No exceptions. If you changed the system prompt, show me
the before/after scores. Same as requiring test coverage
for new code paths.
- Model migrations are gated on eval pass rates. Upgrading
from GPT-4o to GPT-4.5? Run the full eval suite first. I
have seen model "upgrades" cause 15% faithfulness
regressions because the new model was more verbose and less
precise. The eval caught it before users did.
- Eval cases grow from production incidents. Every time a
user reports a bad response, that becomes a new eval case.
Your test suite should be a living record of every failure
mode you have encountered. Over time, it becomes your most
valuable artifact -- more valuable than the prompt itself.

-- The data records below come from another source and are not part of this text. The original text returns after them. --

PR #67, opened 2024-11-29
Add CPU only support for CCE17

awnawab:
This PR provides several fixes needed to build and use FIELD_API using the Cray Fortran compiler. Note that GPU offload is still only supported for NVHPC; Cray OpenACC support will be added at a later date.

It is a little surprising how many problems Cray Fortran had with FIELD_API given that it works with gnu, intel (old and llvm) and nvhpc. Nevertheless, the fixes are reasonably clean. The one exception is the FieldGang, for which the cray compiler cannot resolve the polymorphism, so I simply disabled it. Interestingly, cce15 can build the FieldGang but not newer versions. cce15 was beset with many other problems though, so the extra complexity of enabling the FieldGang for cce 15 or older would not be worth it.


FussyDuck:
[CLA assistant check](https://bol-claassistant.ecmwf.int:443/ecmwf-ifs/field_api?pullRequest=67) <br/>Thank you for your submission! We really appreciate it. Like many open source projects, we ask that you all sign our [Contributor License Agreement](https://bol-claassistant.ecmwf.int:443/ecmwf-ifs/field_api?pullRequest=67) before we can accept your contribution.<br/>**1** out of **2** committers have signed the CLA.<br/><br/>:white_check_mark: awnawab<br/>:x: MichaelSt98<br/><sub>You have signed the CLA already but the status is still pending? Let us [recheck](https://bol-claassistant.ecmwf.int:443/check/ecmwf-ifs/field_api?pullRequest=67) it.</sub>

awnawab:
FYI @ioanhadade

field_RANKSUFF_gather_module.fypp
pmarguinaud, line 1: What is the problem with generic INTERFACE here ? Why did you have to move their definition in other files ?

awnawab: We were previously defining a generic interface in each field_RANKSUFF_gather_module, and then importing these interfaces in field_gathscat_module. When building field_gathscat_module, the cray compiler complained that the same symbol (the generic interfaces all had the same name of course) is defined in multiple modules. The cleanest fix I could think was to simply move the definition of the interface into field_gathscat_module.

ioanhadade:
> FYI @ioanhadade

Thanks, can confirm this builds with cce 16.0.1 and 17.0.1

CMakeLists.txt
```diff
@@ -61,7 +61,8 @@ endif()
 ecbuild_add_option( FEATURE ACC
                     DEFAULT ON
                     DESCRIPTION "Support for using GPUs with OpenACC"
-                    REQUIRED_PACKAGES "OpenACC COMPONENTS Fortran" )
+                    REQUIRED_PACKAGES "OpenACC COMPONENTS Fortran" 
+                    CONDITION CMAKE_Fortran_COMPILER_ID MATCHES "PGI|NVHPC")
```
mlange05, line 65: I think we want to make this explicit in the README under supported features.

CMakeLists.txt
```diff
@@ -124,6 +125,13 @@ ecbuild_add_option( FEATURE BUDDY_MALLOC
     DEFAULT ON
 )
 
+## Field Gang
+ecbuild_add_option( FEATURE FIELD_GANG
+    DESCRIPTION "Enable packed storage of fields"
+    DEFAULT ON
+    CONDITION (NOT CMAKE_Fortran_COMPILER_ID MATCHES "Cray")
```
mlange05, line 132: Same here, should we mention this in the "supported features" section of the README?

mlange05 (changes requested):
Looks good to me (untested though). Only comment I have is that we should probably update the README to reflect the changes in outward-facing CMake options.

mlange05 (approved):
Looks great now from my side. 👍

pmarguinaud (approved):

field_RANKSUFF_gather_module.fypp
awnawab: Yes I agree, and in fact we have the same pattern in field_factory_module which the compiler seems to accept. Good idea, I will make a reproducer and share it with HPE.

dareg (approved):
I don't have access to a cray compiler so I've just checked that it still works with our gpupack setup.

awnawab:
Thanks all for the feedback and reviews 🙏  merging now

PR #71, opened 2024-12-18
BUGFIX: Add missing field_statistics_module imports in dev_alloc_module

wertysas:
This PR fixes a bug in ``DEV_ALLOC_MODULE``. It adds two missing imports of ``FIELD_STATISTICS_MODULE`` that were making compiles without CUDA or BUDDY_MALLOC enabled to fail.


awnawab (approved):
Great catch and very neatly fixed, G2G from me 👏

dareg (approved):

PR #565, opened 2015-11-25
Add support for --exec-opt to docker daemon

gjacquet:
Add support for --exec-opt to docker daemon.
This seems to be needed to workaround docker/docker#17653 on Centos 7.


chasebolt:
LGTM

PR #566, opened 2015-12-01
Rename cluster-opts to cluster-opt

smgt:
Noticed that the naming of the `--cluster-store-opt` was wrong, a `s` to much.

From `docker daemon --help`
```
--cluster-store-opt=map[]            Set cluster store options
```


chasebolt:
Thanks for catching my plural issue!

I would keep an `=` on the opt=value for code consistency. Other than that LGTM.

smgt:
Fixed the `=`! And you should not blame yourself, 6bc5c7fd3b9cc68ccdc6840207875e4c6f70bb92. It was my plural issue. :smile_cat:

chasebolt:
Ahh I remember this now. I had a PR ready to go for this but you beat me to
it ;)

LGTM 👍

- Dashboards, not spreadsheets. Track eval scores over
time so you can spot trends. A slow drift downward in
faithfulness is easier to catch on a chart than in a weekly
manual review.
The teams that treat evals as infrastructure -- always
running, always growing, always gating deploys -- are the
teams that ship AI features with confidence. They deploy on
Fridays. They swap models without fear. They iterate on
prompts knowing they have a safety net.
That is what production AI actually looks like. Not
bulletproof models. Those do not exist. Systems with
guardrails that catch failures before users do, feedback
loops that compound quality over time, and engineering
discipline that treats reliability as the foundation rather
than an afterthought.
We stopped deploying code without tests a long time ago. It
is time we held AI to the same standard.